This section will discuss ALU implementations of both processors. For fair comparison between OISC and RISC, ALU in both system will have the same capabilities described in table 4.5.1.

| Name | Description                      |  |  |
|------|----------------------------------|--|--|
| ADD  | Arithmetic addition (inc. carry) |  |  |
| SUB  | Arithmetic subtraction (inc.     |  |  |
|      | carry)                           |  |  |
| AND  | Bitwise AND                      |  |  |
| OR   | Bitwise OR                       |  |  |
| XOR  | Bitwise XOR                      |  |  |
| SLL  | Shift left logical               |  |  |
| SRL  | Shift right logical              |  |  |
| ROL  | Shifted carry from previous SLL  |  |  |
| ROR  | Shifted carry from previous SRL  |  |  |
| MUL  | Arithmetic multiplication        |  |  |
| DIV  | Arithmetic division              |  |  |
| MOD  | Arithmetic modulus               |  |  |

**Table 4.5.1:** Supported ALU commands for both processors

#### 4.5.1 OISC ALU

Due to the structure of OISC processor, ALU source A and B are two latches that are written into when ALUO or ALU1 destination address is present. ALU sources are connected with every ALU operator and performed in single clock cycle. This value is stored in register so that it would immediately available in a next clock cycle as a source data. Figure 4.5.1 represents logic diagram of ALU with only addition and multiplication operators present. Note that output of EQ3 is connected to enable of REG3, enabling output of carry to be only read after ADD source is requested. This previous source memory is also used for SUB, ROL and ROR operations. This allows processor to perform other operations such as store or load values, before accessing carry bit, or carried byte for ROL and ROR operations.

#### 4.5.2 RISC ALU

RISC processor has very similar structure to OISC with two exceptions. Inputs to ALU comes from logic router that decided how to route data in datapath. Output buffers are replaced by one multiplexer that selects single output from all ALU operations. An-

other point is that RISC ALU output is may be better visualised with Verilog code 16bit, higher byte saved in "ALU high byte register" for MUL, MOD, ROL and ROR operations. This register is accessible with GETAH instruction.

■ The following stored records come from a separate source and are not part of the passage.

PR #2845, opened 2022-08-05
Support running all tests against postgres

dnephin:
## Summary

Each test package needs to use a different schema name because `go test` will run tests for different packages in parallel. Since all packages can use the same PostgreSQL DB server they have to target different schemas. 

For some reason the `cmd` tests also seem to overlap, and I'm not sure why. It's possible the server processes keep running after the test ends, but logging suggests this isn't the case. For now I've worked around that by using a different schema name for each test function in `cmd`.

Best viewed by individual commit

Test failures included:
* [x] the database connection is not properly closed
* [x] tests don't call `data.InvalidateCache`
* [x] tests don't work with foreign key constraints
* [x] tests use different DB connections
* [x] infinite recursion in `TestDBTimeout`
* [x] `internal/cmd` tests still fail (but pass if a different schema name is used)
* [x] why do some test failures cause following tests to fail. It seems like cleanup is not done correctly somehow

### DIFF
--- a/internal/server/server.go
+++ b/internal/server/server.go
@@ -178,6 +178,15 @@ func (s *Server) Run(ctx context.Context) error {
 
 	err := group.Wait()
 	s.tel.Close()
+
+	if sqlDB, err := s.db.DB(); err != nil {
+		logging.L.Warn().Err(err).Msg("failed to get database conn to close")
+	} else {
+		if err := sqlDB.Close(); err != nil {
+			logging.L.Warn().Err(err).Msg("failed to close database connection")
+		}
+	}
+
 	if errors.Is(err, context.Canceled) {
 		return nil
 	}
@@ -330,7 +339,7 @@ func (s *Server) getPostgresConnectionString() (string, error) {
 		}
 
 		if s.options.DBParameters != "" {
-			fmt.Fprintf(&pgConn, "%s", s.options.DBParameters)
+			fmt.Fprint(&pgConn, s.options.DBParameters)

#### 4.6 **Program Memory**

This section describes how instruction memory (ROM) is implemented for both processors.

#### 4.6.1RISC Program Memory

In order to allow dynamic instruction size from one to four bytes a special memory arrangement is made. A system was required to access word (8bits) from memory and next three words. To achieve this four ROM blocks been utilised, each containing one fourth of sliced original data. Input address is offset by adders ADDER1-3 and further divided by four by removing two least significant bits at addr0-3. Before concatenating output of each ROM block into final four bytes, ROM outputs **q0-3** are rearranged depending on ar signal. Note that MUX1-4 each input is different, this in listing 2.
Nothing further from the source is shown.